No Iran deal while Tehran kills protesters, sells drones to Russia - US

“We simply don’t see a deal coming together anytime soon, while Iran continues to kill its own citizens and sell UAVs to Russia," John Kirby told reporters.

 Basij militia forces attend a meeting with Iran's Supreme Leader Ayatollah Ali Khamenei in Tehran, Iran November 26, 2022.  (photo credit: Office of the Iranian Supreme Leader/West Asia News Agency/Reuters)
Basij militia forces attend a meeting with Iran's Supreme Leader Ayatollah Ali Khamenei in Tehran, Iran November 26, 2022.
(photo credit: Office of the Iranian Supreme Leader/West Asia News Agency/Reuters)

A nuclear deal with Iran is not possible as long as Tehran kills its own citizens and sells armed drones to Russia, US National Security Council Strategic Communications Coordinator John Kirby told reporters in Washington on Tuesday.

“We simply don’t see a deal coming together anytime soon, while Iran continues to kill its own citizens and sell UAVs to Russia,” Kirby said.

“What we’re focused on right now are practical ways to confront Iran in those areas and not on the Iran deal,” he added.

US State Department spokesman Ned Price said that “the JCPOA is not on the agenda, it has not been on the agenda for some time. It is certainly the case, that the Iranians killed the opportunity for a swift return to mutual compliance with the JCPOA.”

“What is very much alive is the president and this administration’s commitment that Iran is never in possession of a nuclear weapon,” he said, adding that diplomacy was the best way to do this.
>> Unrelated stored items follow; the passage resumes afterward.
PR #3198, opened 2026-07-16
rpa_v3_cp: support head_dim>128 

wenxindongwork:
## Summary
`rpa_v3_cp` fails to compile at `head_dim=256`; this makes it work. Two independent fixes, both no-ops at `head_dim=128`:

1. **Strided KV-cache write (`_update_kv_cache_partial`)** — the strided store bitcasts packed KV to uint32 and issues a strided vector load whose lane (last) dim is `head_dim`. Mosaic requires the base memref's lane dim to be exactly 128, so `head_dim=256` failed with:
   ```
   Not Implemented: The last dim size is not 128 in original base memref
   ```
   Fix: `head_dim` is always `align_to(.., 128)`, so reshape it to `(head_dim // 128, 128)` unconditionally — the strided load always sees a 128-wide lane dim, and `head_dim == 128` just gets a degenerate leading `1` and takes the same path (one code path for all head_dims).

2. **VMEM block sizing (`get_default_block_sizes`)** — the heuristic ignored `head_dim`, so the `head_dim=128`-tuned `bkv_sz=2048` overflowed VMEM at 256 (`Ran out of memory in memory space vmem. Used 65.71M of 63.94M`) for configs with several local KV heads. Fix: scale `bkv_sz` by `head_dim // 128` (factor 1 at 128).

## Testing — please read
These fixes were developed and validated against the **PCP** version of this kernel (on the `wxd-pcp` branch), where:
- the full PCP kernel suite passes at **both hd=128 and hd=256** (24/24 each), including the exact-equality strided/merged cache-write tests and PCP-vs-TP equivalence;
- `examples/offline_inference.py` on `Qwen/Qwen3-8B-Base` at tp=4 / pcp=2 produces correct outputs;
- a context sweep (16k->2M, chunk 16k, tp4/tp8/pcp2_tp4/pcp8_tp1) shows **no perf change at hd=128** (all configs within run-to-run noise; `tp4`/`tp8` don't touch this kernel and served as the noise control).

### DIFF
--- a/tpu_inference/kernels/experimental/rpa_v3_cp/kernel.py
+++ b/tpu_inference/kernels/experimental/rpa_v3_cp/kernel.py
@@ -1835,6 +1835,12 @@ def get_default_block_sizes(
     max_q = next_power_of_2(max_num_tokens)
     max_kv = pages_per_seq * page_size
 
+    # The KV compute/prefetch buffers scale with head_dim, but the default
+    # bkv_sz below is tuned for head_dim=128. For larger head_dim shrink the
+    # prefetch block proportionally so VMEM scratch stays within budget
+    # (head_dim=128 -> factor 1, so this is a no-op there).
+    hd_blocks = max(1, head_dim // 128)
+
     min_bkv_sz_to_peak = (16 * 1024 * 1024 * kv_packing // 4 // head_dim //
                           num_kv_heads_x2)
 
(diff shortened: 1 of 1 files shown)


tpu_inference/kernels/experimental/rpa_v3_cp/kernel.py
```diff
@@ -1821,6 +1832,12 @@ def get_default_block_sizes(
     max_q = next_power_of_2(max_num_tokens)
     max_kv = pages_per_seq * page_size
 
+    # The KV compute/prefetch buffers scale with head_dim, but the default
+    # bkv_sz below is tuned for head_dim=128. For larger head_dim shrink the
+    # prefetch block proportionally so VMEM scratch stays within budget
```
weiyu0824, line 1837: Discuss offline, and we think this is needed because previous bkv calculation didn't consider hd_blocks.

weiyu0824 (approved):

But he clarified, “we have an extensive tool kit and we have not removed any option from the table.”

 An Iranian missile is displayed during a rally marking the annual Quds Day, or Jerusalem Day, on the last Friday of the holy month of Ramadan in Tehran, Iran April 29, 2022. (credit: MAJID ASGARIPOUR/WANA (WEST ASIA NEWS AGENCY) VIA REUTERS)
An Iranian missile is displayed during a rally marking the annual Quds Day, or Jerusalem Day, on the last Friday of the holy month of Ramadan in Tehran, Iran April 29, 2022. (credit: MAJID ASGARIPOUR/WANA (WEST ASIA NEWS AGENCY) VIA REUTERS)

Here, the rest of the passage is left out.